In this context, we believe that morphological dependency in a phrase may be used to improve the performance of neural network models in learning noun declension.

4 Objectives

In this work, I am interested in methods that help us uncovering a broader variety of patterns of behavior of recurrent networks. Methodologically similar to the work of Linzen et al. [1], I would like to investigate the extent to which sequence models can decline noun cases. Given the data sparsity challenge, I would also like to know how to modify the current network architectures or design new networks to reduce the reliance of the models on human annotation and overcome the presented challenges? And finally, by sharing representations and the structures that the network learns, how to provide the models with a better generalization on other tasks, such as machine translation and parsing? Is it possible to define a minimal set of constraints for enhancing the performance of cross-lingual tasks based on the morphological information?

5 Plan of Action

  • Dataset: By extracting complete sentences with a specific length containing noun, we create training set (9%), validation set (1%) and testing set (90%). These proportions are determined in a way that the least common constructions be represented as well. Among the various noun cases, we will only focus on accusative, nominative, genitive and dative cases. As a suggestion, we can use the Modern Greek Dependency Treebank 111http://gdt.ilsp.gr/ as dataset.

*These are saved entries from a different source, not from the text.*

PR #5132, opened 2026-08-14
Add clamp for Kokkos 

### LINKED ISSUE #5145: [BUG] KOKKOS neighbor binning can access bincount out of bounds when an atom remains multiple periods outside a periodic box
### Summary

A dynamic CUDA/KOKKOS run can terminate with `cudaErrorIllegalAddress` in `NBinKokkos<Cuda>::bin_atoms()` when an owned atom moves by more than one periodic box length before neighbor rebuilding.

There appear to be two related fail-safety issues:

1. `DomainPBCFunctor` applies at most one periodic correction per dimension, so an atom that is multiple periods outside the box can remain outside after `DomainKokkos::pbc()`.
2. `NBinKokkos::binatomsItem()` uses the result of `coord2bin()` to index `bincount[ibin]` without checking `0 <= ibin < mbins`.

The result is an illegal CUDA memory access instead of a controlled LAMMPS error. I am reporting the memory-safety/fail-closed behavior, not claiming that the underlying high-velocity trajectory is physically valid.

### Environment

- LAMMPS: development commit `a5040aae` (`4 Jul 2026 - Development`, locally modified only for diagnosis)
- Kokkos: `5.1.99`
- Kokkos backend: CUDA + Serial, double precision, legacy view layout
- Architecture: `AMPERE80`
- CUDA toolkit: `12.6.85`
- NVIDIA driver: `535.129.03`
- GPU: NVIDIA A800-SXM4-80GB
- Compiler: GCC 11.2, C++20
- One MPI rank, one OpenMP thread, one GPU

The pair style in the reproducer is an external KOKKOS pair style, but the crash occurs during LAMMPS neighbor binning. A non-KOKKOS control using the same potential and coordinates does not use `NBinKokkos` and completes the bounded test.

### Reproducer characteristics

The smallest case observed contains 60,480 atoms in a periodic triclinic box. The relevant input is:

  • Baseline system: Given the fact that noun articles occur, in general, before the declined word, we can limit our training instances to the noun and its article and use an -gram model for the baseline system. Although it cannot take the whole words of a phrase into account, it can still provide good results for an initial experiment.

  • Model

    : Our model is an RNN-based model with the LSTM gated mechanism. Each word will be encoded as one-hot vectors at character level and then will be embedded in a vector space. By sequentially reading the vector spaces, the prediction of the model is calculated by a softmax classifier in the state layer.

  • Evaluation: The output of the model will be evaluated based on the average BLEU score between the predicted sentences and the reference ones. We can also use the average Levenshtein distance for calculating word-level accuracy.

Although I delimited the boundary conditions for this research to noun cases, they can be extended to other morphological constructions.

6 Discussion

The subject of this research proposal can be addressed by a more extensive range of studies. In addition to the axes as mentioned earlier, I am also interested in probing the ability of the neural networks in learning more structure-sensitive dependencies in human language such as gender agreement, ergativity, acceptability judgment, transformational tasks in pragmatics, negative polarity items, reflexive pronouns, and transduction problem. Evaluating different language models for different languages may also be a compelling task to provide novel techniques.